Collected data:
PR #14705, opened 2026-08-08
feat: chat_search PostgreSQL schema, roles, RLS and a branded Scope

danny-avila:
> **Stack:** 1 of 3. This is the base — it targets `dev` directly and depends on nothing.
> `#14706` (write path) is stacked on this one, and `#14707` (read path) on that.
> Split out of #14683 so each piece can be reviewed on its own.

## Verifiable story

**Migrations apply from a genuinely empty database, the three roles they create are usable and confined, and a scope cannot be forged.**

Nothing in the application reads or writes this schema yet. That is deliberate: it makes this a safe standalone merge, and it means the only thing to review here is the storage contract and the scope primitive.

With `CHAT_SEARCH_MIGRATE_URL` unset the schema is never created and nothing changes for an existing deployment.

## `chat_search` schema, roles and RLS

Five plain idempotent SQL files applied by a small runner in `packages/api`. The runner takes a session advisory lock so concurrent pods serialize, records each file with a checksum, and fails loudly if an already-applied file changes.

- `documents`: primary key `(tenant_id, user_id, kind, record_id)`, a generated `tsvector` (`simple` config, title weight A / body weight B), B-tree scope+sort indexes, GIN tsvector, GIN trigram, and partial indexes for expiration and tombstones.
- `embeddings`: `vector(1024)` with an HNSW cosine index, FK to `documents` with `ON DELETE CASCADE`.
- `outbox`, `watermark`, `poll_cursor`, `lease`, `failures`.

Three roles, none `SUPERUSER` or `BYPASSRLS`: a migration owner that only performs DDL, a projection writer unreachable from request paths, and a request reader holding `SELECT` on the two serving tables and **zero** privileges on the outbox, watermark, poll cursor, lease, failures and migration tables. Re-running the migrations strips a hand-granted `BYPASSRLS` back off rather than merely not adding one.

RLS is enabled *and* forced on both serving tables, scoped from transaction-local GUCs set via `set_config(..., true)`. The policies never special-case `__SYSTEM__`: in this codebase that value is a query-time wildcard (`tenantIsolation` skips filter injection under `runAsSystem()`), and porting that semantic into a policy would hand every background context cross-tenant reach.

## Provisioning is an administrative operation, and now says which privilege it needs

`CHAT_SEARCH_MIGRATE_URL` must name a role that **already exists**. Three ways that goes wrong, all of them now refused before any DDL is issued rather than failing part-way through:

- **A chat_search role cannot apply these migrations.** They are created *by* `002_roles.sql` and have no password until the runner sets one, so a connection naming one of them cannot authenticate on a fresh installation. Pre-creating `chat_search_owner` by hand does not rescue it either: the run strips its own role privileges partway through the file, every remaining `ALTER ROLE` fails, and the writer and reader end up created and unusable.
- **CREATEROLE alone is not enough.** `002_roles.sql` asserts `NOSUPERUSER NOBYPASSRLS` on all three roles on every run — which is what makes a hand-granted privilege get taken back off — and only a superuser can set those attributes at all, in either direction.
- **The extensions are not trusted extensions.** `pg_trgm` and `vector` cannot be installed by a non-superuser however many grants it holds. A superuser may install both beforehand, after which the rest applies without one; the error says so.

So the provisioning connection is an existing administrative role — normally whatever the cluster was initialised with — used for provisioning and nothing else. The application never holds it, and none of the three roles it creates is privileged. `npm run migrate:chat-search` provisions out of band for deployments that would rather no pod ever hold DDL.

## Structural scope enforcement

Messages are user-scoped, not merely tenant-scoped, and they carry raw content. Scope is a value that cannot be fabricated:

- `Scope` (in `data-schemas`, beside the tenant sentinels) is branded with a module-private `unique symbol`. An object merely shaped like a scope cannot be substituted for one.
- `createScope` normalizes an absent tenant to `BASE_TENANT_ID` and *then* fails closed on an empty user or the system tenant. The order is not interchangeable — failing on "empty tenant" first would break every non-tenant deployment, where no tenant header is ever sent.
- `resolveScope` reads AsyncLocalStorage only, never a query, body or cursor field, and throws when no request context is active — which is what makes a background (`runAsSystem`) invocation fail rather than widen.
- `scopeGucStatement` is the only source of the RLS session settings, and applies them transaction-locally so nothing leaks onto a pooled connection after release.

`__BASE__` and `__SYSTEM__` are both rejected as *inbound* tenant IDs at tenant-context construction, so no real tenant can collide with the base-tenant fallback or inherit the system wildcard by naming itself after it.

## CI runs this against a real server

A pgvector service is added to the two backend jobs, and `describePg` now skips only on a developer machine with no container runtime. Under CI a missing `CHAT_SEARCH_TEST_URL` **fails** the suite rather than quietly reclassifying it as skipped — a skip that reports green is indistinguishable from a feature that works.

## Configuration

| Variable | Purpose |
|---|---|
| `CHAT_SEARCH_MIGRATE_URL` | Provisioning only. An existing administrative connection; see above. Unset means the schema is never created. |
| `CHAT_SEARCH_{OWNER,WRITER,READER}_PASSWORD` | Role passwords, applied by the runner. The SQL ships none, and there is no fallback default. |

## Verification

Against a real PostgreSQL 17 + pgvector, not mocks. **42 tests.**

- **Schema shape:** primary key column order, the generated column's weights, the FTS/trigram/expiry/tombstone indexes, the reconciliation walk served by a covering index rather than the primary key (asserted on the plan, including the absence of a `Sort`), FK cascade on hard delete, and the outbox/watermark columns a downstream consumer reads.
- **Provisioning from an empty database:** all five migrations apply in order on a bootstrap connection, the role-separation gate passes, `applyRolePasswords` reports all three, and then the writer and the reader **log in for real** — the writer inserts, the reader reads exactly its own scope, and the reader is refused on the outbox.
- **Preflight:** refuses a managed role (and leaves the tracking table uncreated, proving it refused before any DDL), refuses a merely-CREATEROLE connection naming the role-attribute reason, and refuses a role that cannot create the schema.
- **RLS:** zero rows with no GUC set; no leak across users within a tenant; no leak across tenants for the same user id; scope does not survive a transaction on a pooled connection; `__SYSTEM__` behaves as an ordinary literal in the policy; embeddings are scoped identically.
- **Scope:** an absent or empty tenant normalizes to the base sentinel before failing closed; a context with no user is refused; `runAsSystem()` is refused; a forged and a scope-shaped object are both refused at the GUC boundary.
- **No credentials:** a test asserts the SQL files contain no password, connection string or sample credential.

Also proven out of band, since a test cluster's roles outlive any one suite: a brand-new container with **no** `chat_search` roles, provisioned with `npm run migrate:chat-search` exactly as documented — five migrations applied, three passwords set, writer writes, reader reads only its own scope, reader refused on the outbox, and all three roles reporting `super=false bypassrls=false createrole=false`. The previously documented connection string fails on that same container with `password authentication failed for user "chat_search_owner"`, which is the defect this corrects.


danny-avila:
@codex review

danny-avila:
@codex review

danny-avila:
@codex review

danny-avila:
@codex review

• [WHAT YOU NEED TO DO]
Please reply with an exact copy of the lines above, starting at the first and ending at the line that holds "## Verifiable story".

• [ANSWER BOX]
PR #14705, opened 2026-08-08
feat: chat_search PostgreSQL schema, roles, RLS and a branded Scope

danny-avila:
> **Stack:** 1 of 3. This is the base — it targets `dev` directly and depends on nothing.
> `#14706` (write path) is stacked on this one, and `#14707` (read path) on that.
> Split out of #14683 so each piece can be reviewed on its own.

## Verifiable story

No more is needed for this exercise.